EXERCISE DESCRIPTION
Your job is to report every line of the entries that has "times".
Top of GIVEN DATA
Issue #3118, opened 2024-05-26
Speedup WAL encoding


ValarDragon:
### Summary

If we look at WAL encoding times, its significantly larger than just one disk write! Here is a CPU profile of it on a live-synced full node running for 1 hour on Osmosis:
![image](https://github.com/cometbft/cometbft/assets/6440154/f8435c4f-8154-4329-b3e5-97209ef42e53)

- If we look at the proto.Marshal time, its basically all spent in serializing time objects (Or finding the size of a time object).
- Consensus.WalToProto is paying lots of time to wrap every internal consensus message with pointers, pushing data to heap
- The makeslice call is done because we can't just directly do three writes to consensus WAL that are guaranteed to be in sequence. We could fix this with a simple `multiWrite` function on the autofile. 

```[tasklist]
### Tasks
- [ ] Add a draft title or issue reference here
```

### Problem Definition

This helps improve the speed of consensus, as many things go through the WAL. 

### Proposal

Work towards fixes towards aforementioned overheads (in addition to making fewer things write to WAL)

melekes:
see https://github.com/cometbft/cometbft/pull/4353#issuecomment-2449701437

PR #4353, opened 2024-10-28
perf: Remove External Votes From Wal

Eric-Warehime:
Don't write votes coming from external nodes to the WAL.

This will improve both CPU time spent in terms of blocking syscalls and churn in terms of memory allocation for vote buffers being flushed to disk. You can see the effects in these images:
Screenshot 2024-10-25 at 5 07 02 PM

Screenshot 2024-10-25 at 4 55 27 PM

Also adds a new e2e test to better exercise crash recovery. This introduces network-wide perturbations which allow us to kill or restart every node on the network at once. 

Follow ups for this PR:
* I want to introduce some additional configuration options to allow us to specify sleep times for concurrent perturbations.  
The kill and restart in the included test file ends up recovering from each one on the same round without advancing in between them since there is no delay to allow the nodes to produce another round before running the next perturbation.

---

#### PR checklist

- [X] Tests written/updated

### DIFF
--- a/internal/consensus/byzantine_test.go
+++ b/internal/consensus/byzantine_test.go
Bottom of GIVEN DATA
REPLY TO THE EXERCISE
If we look at WAL encoding times, its significantly larger than just one disk write! Here is a CPU profile of it on a live-synced full node running for 1 hour on Osmosis:
* I want to introduce some additional configuration options to allow us to specify sleep times for concurrent perturbations.  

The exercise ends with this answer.